The full set of entries needs to be reproduced exactly.

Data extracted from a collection
-*-*-
PR #8143, opened 2023-09-25
file: Add Shortcut metadata parsing on Windows

Smjert:
- Add 6 new columns to the file table on Windows,
  to display Shortcut metadata (.lnk files),
  and specifically the shortcut_target_path,
  shortcut_target_type, shortcut_target_location,
  shortcut_start_in, shortcut_run, shortcut_comment
  columns.

- Fix a small bug in the file integration test, where a comma was forgotten,
  and instead of creating and testing querying two files, the concatentation
  of both was tested

- Added logic to the integration test to create shortcuts to the created files,
  and test their content.

- Fix the expandConstraints function so that it can be const,
  since it's not supposed to modify the context.
  
  I removed the dependency on #8109, although it would be an improvement.


specs/utility/file.table
```diff
@@ -26,6 +26,12 @@ extended_schema(WINDOWS, [
     Column("file_version", TEXT, "File version"),
     Column("product_version", TEXT, "File product version"),
     Column("original_filename", TEXT, "(Executable files only) Original filename"),
+    Column("shortcut_target_path", TEXT, "Full path to the file the shortcut points to"),
+    Column("shortcut_target_type", TEXT, "Display name for the target type"),
+    Column("shortcut_target_location", TEXT, "Folder name where the shortcut target resides"),
+    Column("shortcut_start_in", TEXT, "Full path to the working directory to use when executing the shortcut target"),
+    Column("shortcut_run", TEXT, "Window mode the target of the shortcut should be run it"),
```
mike-myers-tob, line 33: Did you mean "run in"?

tests/integration/tables/file.cpp
```diff
@@ -24,12 +33,51 @@ namespace {
 const std::vector<std::string> kFileNameList{
     // In order to test MBCS support, here's a japanese word
     // that *should* mean "dictionary"
```
mike-myers-tob, line 35: I can confirm it _does_ mean dictionary, if we want to remove uncertainty from our wording here

osquery/tables/utility/file.cpp
```diff
@@ -25,8 +32,144 @@ namespace osquery {
...
+
+  WIN32_FIND_DATA target_data{};
+  hres = shell_link->GetPath(&buffer[0], max_chars, &target_data, 0);
+
+  if (FAILED(hres)) {
+    return boost::none;
+  }
+
+  SHFILEINFO file_info{};
+  auto res = SHGetFileInfoW(buffer,
```
mike-myers-tob, line 121: The [ShellAPI docs mention](https://learn.microsoft.com/en-us/windows/win32/api/shellapi/nf-shellapi-shgetfileinfow):

> You should call this function from a background thread. Failure to do so could cause the UI to stop responding.

It sounds like this is a blocking call. Does this pose any kind of problem for osquery?

Smjert: I normally regard basically any API call as blocking unless they expose an option to be async.
Now the warning is there since probably it's more common to happen, but I would say that it highly depends on what exactly is the combination that causes hanging (and is it indefinite, or because it's slow?).

I mean I expect that, as someone mentions on the internet, if you're trying to access a file that's on a networked share, then the access could be slow, and I feel that's mentioned in the docs because it's normally used by UI applications which might not be aware of the fact that the call might take a long time to return.

A deadlock might still be possible in some cases (although I'm not 100% sure on Windows) with NFS for instance, because if you mount with the `hard` option, and the server providing the mount goes away, if you try to access a file, the operation will get stuck indefinitely. Or at least until the server goes back up/ the mount is forcefully removed.

I'm not sure if there's any other hazard, but I expect the API to read the file on the filesystem and parse it.

mike-myers-tob: True, most calls are technically blocking, what I meant is, this one appears to be known to sometimes cause a delay. You've already guessed the same reasons I would: network filesystems or shortcuts to content on unmounted volumes. The documentation isn't clear on whether the delay is finite or not, but I would guess there's a timeout. Even a short timeout could amount to a lot if it's on every call and the call happens many times.

My question is pretty open-ended, I just wanted to note the potential problem and let someone else decide whether to accept it or address it in some way.

Smjert: Technically I could delay and batch those requests on a thread that's then timed out from the main thread (and terminated if it doesn't collaborate on cleanly exiting), although I realized that right now we have a problem before that, reading from network shares in general. The `readFile` function right now is unable to properly read from them.

So I think this would most often than not fail on those.
The issue is that on Windows, but also on Linux/macOS, we are currently reading in non blocking mode to prevent blocking if data isn't there yet, particularly if we are trying to read on a file that might never get data (like a FIFO or pipe).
-*-*-
[Exercise output]
PR #8143, opened 2023-09-25
file: Add Shortcut metadata parsing on Windows

Smjert:
- Add 6 new columns to the file table on Windows,
  to display Shortcut metadata (.lnk files),
  and specifically the shortcut_target_path,
  shortcut_target_type, shortcut_target_location,
  shortcut_start_in, shortcut_run, shortcut_comment
  columns.

- Fix a small bug in the file integration test, where a comma was forgotten,
  and instead of creating and testing querying two files, the concatentation
  of both was tested

- Added logic to the integration test to create shortcuts to the created files,
  and test their content.

- Fix the expandConstraints function so that it can be const,
  since it's not supposed to modify the context.
  
  I removed the dependency on #8109, although it would be an improvement.


specs/utility/file.table
```diff
@@ -26,6 +26,12 @@ extended_schema(WINDOWS, [
     Column("file_version", TEXT, "File version"),
     Column("product_version", TEXT, "File product version"),
     Column("original_filename", TEXT, "(Executable files only) Original filename"),
+    Column("shortcut_target_path", TEXT, "Full path to the file the shortcut points to"),
+    Column("shortcut_target_type", TEXT, "Display name for the target type"),
+    Column("shortcut_target_location", TEXT, "Folder name where the shortcut target resides"),
+    Column("shortcut_start_in", TEXT, "Full path to the working directory to use when executing the shortcut target"),
+    Column("shortcut_run", TEXT, "Window mode the target of the shortcut should be run it"),
```
mike-myers-tob, line 33: Did you mean "run in"?

tests/integration/tables/file.cpp
```diff
@@ -24,12 +33,51 @@ namespace {
 const std::vector<std::string> kFileNameList{
     // In order to test MBCS support, here's a japanese word
     // that *should* mean "dictionary"
```
mike-myers-tob, line 35: I can confirm it _does_ mean dictionary, if we want to remove uncertainty from our wording here

osquery/tables/utility/file.cpp
```diff
@@ -25,8 +32,144 @@ namespace osquery {
...
+
+  WIN32_FIND_DATA target_data{};
+  hres = shell_link->GetPath(&buffer[0], max_chars, &target_data, 0);
+
+  if (FAILED(hres)) {
+    return boost::none;
+  }
+
+  SHFILEINFO file_info{};
+  auto res = SHGetFileInfoW(buffer,
```
mike-myers-tob, line 121: The [ShellAPI docs mention](https://learn.microsoft.com/en-us/windows/win32/api/shellapi/nf-shellapi-shgetfileinfow):

> You should call this function from a background thread. Failure to do so could cause the UI to stop responding.

It sounds like this is a blocking call. Does this pose any kind of problem for osquery?

Smjert: I normally regard basically any API call as blocking unless they expose an option to be async.
Now the warning is there since probably it's more common to happen, but I would say that it highly depends on what exactly is the combination that causes hanging (and is it indefinite, or because it's slow?).

I mean I expect that, as someone mentions on the internet, if you're trying to access a file that's on a networked share, then the access could be slow, and I feel that's mentioned in the docs because it's normally used by UI applications which might not be aware of the fact that the call might take a long time to return.

A deadlock might still be possible in some cases (although I'm not 100% sure on Windows) with NFS for instance, because if you mount with the `hard` option, and the server providing the mount goes away, if you try to access a file, the operation will get stuck indefinitely. Or at least until the server goes back up/ the mount is forcefully removed.

I'm not sure if there's any other hazard, but I expect the API to read the file on the filesystem and parse it.

mike-myers-tob: True, most calls are technically blocking, what I meant is, this one appears to be known to sometimes cause a delay. You've already guessed the same reasons I would: network filesystems or shortcuts to content on unmounted volumes. The documentation isn't clear on whether the delay is finite or not, but I would guess there's a timeout. Even a short timeout could amount to a lot if it's on every call and the call happens many times.

My question is pretty open-ended, I just wanted to note the potential problem and let someone else decide whether to accept it or address it in some way.

Smjert: Technically I could delay and batch those requests on a thread that's then timed out from the main thread (and terminated if it doesn't collaborate on cleanly exiting), although I realized that right now we have a problem before that, reading from network shares in general. The `readFile` function right now is unable to properly read from them.

So I think this would most often than not fail on those.
The issue is that on Windows, but also on Linux/macOS, we are currently reading in non blocking mode to prevent blocking if data isn't there yet, particularly if we are trying to read on a file that might never get data (like a FIFO or pipe).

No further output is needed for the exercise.